===== Records for the exercise =====

PR #3791, opened 2023-10-09
Element-R: Don't mark QR code verification as done until it's done

richvdh:
The rust crypto sdk doesn't actually finish QR code verification until the `m.key.verification.done` is received, so make sure we don't tell the application it is done before that happens.

Fixes https://github.com/vector-im/element-web/issues/26293

---

## 🐛 Bug Fixes
 * Element-R: Don't mark QR code verification as done until it's done ([\#3791](https://github.com/matrix-org/matrix-js-sdk/pull/3791)). Fixes vector-im/element-web#26293.


florianduros (approved):
Perfect ! Thanks also for all the docs, really helpful to understand !

PR #3792, opened 2023-10-09
Allow applications to specify their own logger instance

### LINKED ISSUE #1899: Ability to have a a logger per MatrixClient

richvdh:
Allow clients to specify a logger instance when instantiating a matrix client via the `ClientOpts`.

This is is particularly useful for clients that want to support multiple matrix accounts, but I also want to use it in the cypress tests.

It builds on the work done by @clokep in #3484, and replaces that PR.

It's not yet complete - there are still *lots* of places that use the global `logger` - but it puts the framework in place and catches quite a lot of the main culprits.

Fixes https://github.com/matrix-org/matrix-js-sdk/issues/1899.

---

## ✨ Features
 * Allow applications to specify their own logger instance ([\#3792](https://github.com/matrix-org/matrix-js-sdk/pull/3792)). Fixes #1899.

### DIFF
--- a/spec/unit/http-api/fetch.spec.ts
+++ b/spec/unit/http-api/fetch.spec.ts
@@ -14,14 +14,14 @@ See the License for the specific language governing permissions and
 limitations under the License.
 */
 
-import { mocked } from "jest-mock";
+import { Mocked } from "jest-mock";
 
 import { FetchHttpApi } from "../../../src/http-api/fetch";
 import { TypedEventEmitter } from "../../../src/models/typed-event-emitter";
 import { ClientPrefix, HttpApiEvent, HttpApiEventHandlerMap, IdentityPrefix, IHttpOpts, Method } from "../../../src";
 import { emitPromise } from "../../test-utils/test-utils";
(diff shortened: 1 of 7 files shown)


florianduros (approved):
Looks good, thanks!

richvdh:
@florianduros I put it back in draft while I fixed the tests, which I've now done - are you still happy?

I don't think it's going to be practical to meet the coverage gate on this PR since it hits a range of existing code with poor coverage.

florianduros (approved):
:shipit:

PR #538, opened 2025-05-23
PGN 60928 - ISO Address Claim: add primary key to ISO Identity Number

tomer-w:
The ISO Identity Number field is constant per device and therefore should be marked as primary key.


keesverruijt:
Actually, it's the other way around: the other NAME fields should lose the primary key attribute. 

There is an _implicit_ primary key field which is the source address. We only need to add primary key attributes if the same PGN is sent by the same device (source address) with different content that is logically different from other content.

PR #546, opened 2025-06-17
SeaStar Helm PGNs

TamaGO89:
**WARNING** : I updated package.json to create a forked version of the package at @tamago89/pgns. I don't know how to do a pull-request for this without my last commit! please, be aware of it!!

I added support for the SeaStar rudder wheel.

- **65360 SeaStar: helm command** (replaced **Seatalk: Pilot Locked Heading** ): allows to dynamically change the resistance of the wheel and the port and starboard side limits.
- **65365 SeaStar: Helm Feedback** : the feedback of the wheel, with some warning flags, the ID of the wheel (up to 3 wheels are supported), encoder absolute position
- **65366 SeaStar: Helm Feedback** : published by the main wheel, contains detailed description of the wheels.

These messages are meant for a private N2K network for a Seastar compatible steering system.
I also updated the lookup table ( **SEASTAR_HELM_COMMAND** ) and an additional fieldtype ( **ANGLE_FIX16_CDEG** ).

I would like to also know a thing:
i wanted to publish a fork of the @canboat/pgns package but i don't know how to do it:

- if I simply publish the package i only get a package.json inside.
- if i run make generated on /analyzer i get an updated canboat.json inside /docs but i don't know how to link it to my node.js project.

Could you help me out understanding how to do this?
I've no experience with npm and very little with github, i did my research but i couldn't find anything useful.
Thank you!

### DIFF
--- a/analyzer/fieldtype.h
+++ b/analyzer/fieldtype.h
@@ -687,6 +687,13 @@ FieldType fieldTypeList[] = {
      .physical      = &ANGLE,
      .baseFieldType = "FIX16"},
 
+    {.name          = "ANGLE_FIX16_CDEG",
+     .description   = "Angle",
+     .resolution    = 0.01,
+     .unit          = "deg",
+     .physical      = &ANGLE,
+     .baseFieldType = "FIX16"},
+
     {.name = "ANGLE_UFIX16", .description = "Angle", .resolution = 0.0001, .physical = &ANGLE, .baseFieldType = "UFIX16"},
 
     {.name        = "GEO_DELTA_FIX24",
--- a/analyzer/lookup.h
+++ b/analyzer/lookup.h
@@ -2871,6 +2871,12 @@ LOOKUP(ZONE_SIZE, 4, "5 nm")
 LOOKUP(ZONE_SIZE, 5, "6 nm")
 LOOKUP_END
 
+LOOKUP_TYPE(SEASTAR_HELM_COMMAND, 4)
+LOOKUP(SEASTAR_HELM_COMMAND, 0, "No command")
+LOOKUP(SEASTAR_HELM_COMMAND, 1, "Power down")
+LOOKUP(SEASTAR_HELM_COMMAND, 2, "Reset")
+LOOKUP_END
+
 // Keep this at the end, so a next include does not need to do this
 #undef LOOKUP_TYPE
 #undef LOOKUP_TYPE_TRIPLET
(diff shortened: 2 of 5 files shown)


keesverruijt:
Hi Andrea,

I suggest you just remove `analyse/package.json` from your pull request.

Also, you need to fix some other stuff:

- instead of `MANUFACTURER_FIELDS` you should use `COMPANY(xxxx)` where xxxx is the numerical code for SeaStar (I think probably 1850?) this way the SeaStar PGNs are unique to SeaStar and they do not interfere with other brands.
- range -3060 to +3060 should probably be -3600 to +3600. But there is no need to show this in the description you can encode rangeMin and rangeMax in the field type definition, just add a few more of those.

Also would be good if you have an extraction of a logfile that shows these PGNs in action and add this to `samples/`.

keesverruijt:
Maybe somebody else can chime in on NPM, I have zero knowledge of it.

sbender9:
Please don't merge this @keesverruijt !

keesverruijt:
I have no intention to merge this, it is changing things that shouldn’t be changed and my original concerns have not been addressed. 

Maybe the author should join the Signal K discord and explain what he is trying to do there, then we can help him more interactively.

TamaGO89:
I'm sorry, i updated my fork without thinking that my commit would also go into this pull request.
My last commit is unrelated to this request.
I'll close this since the custom PGN that I need conflicts with the custom PGN that you need. So thanks for the explaination, since it's clear now that my branch would conflict with your needs.

Anyway (and you can skip this part, but i think it's due to explain what i did):
I work with canboatjs, there the PGNs are parsed using the "name" attribute as dictionary keys, which usually have special characters, white spaces, ... (since they match the field names inside the official documentation).
To parse data between PGN and Protobuffer, i need attributes to have alphanumerical names without whitespaces, so I opted for the "id" field, which is automatically generated from the "name" attribute.
This means that "PGN" becomes "pgn", which conflicts with the "pgn" field set by canboatjs.
I opted for the less intrusive solution (for my scenario), by renaming "PGN" into "PGN Data" (which "id" is "pgnData").

Again, i'm sorry, i wasn't thinking that this would automatically go into my pull request.

sbender9:
@TamaGO89 canboatjs 3.0 has support for using the Id field instead of Name. (camel case)

sbender9:
Let's close this until @TamaGO89 is ready?

PR #556, opened 2025-07-11
Fusion updates

sbender9:


sbender9:
@tomer-w can you review this? Not sure why there was a Power FUSION_MESSAGE_ID=32, I have tested with 28 and it works.

Also you look to see what the message is to set the BlueTooth device?
I use this: 2025-06-20T19:33:12.240Z,7,126720,0,255,11,a3,99,09,00,0b,%**s**,00,00,00,02,02

tomer-w:
Hi @sbender9, long time...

=====

Exercise description:
The answer must be every line from the records above that contains the word "more", copied in full.

Output for this exercise:
- range -3060 to +3060 should probably be -3600 to +3600. But there is no need to show this in the description you can encode rangeMin and rangeMax in the field type definition, just add a few more of those.
Maybe the author should join the Signal K discord and explain what he is trying to do there, then we can help him more interactively.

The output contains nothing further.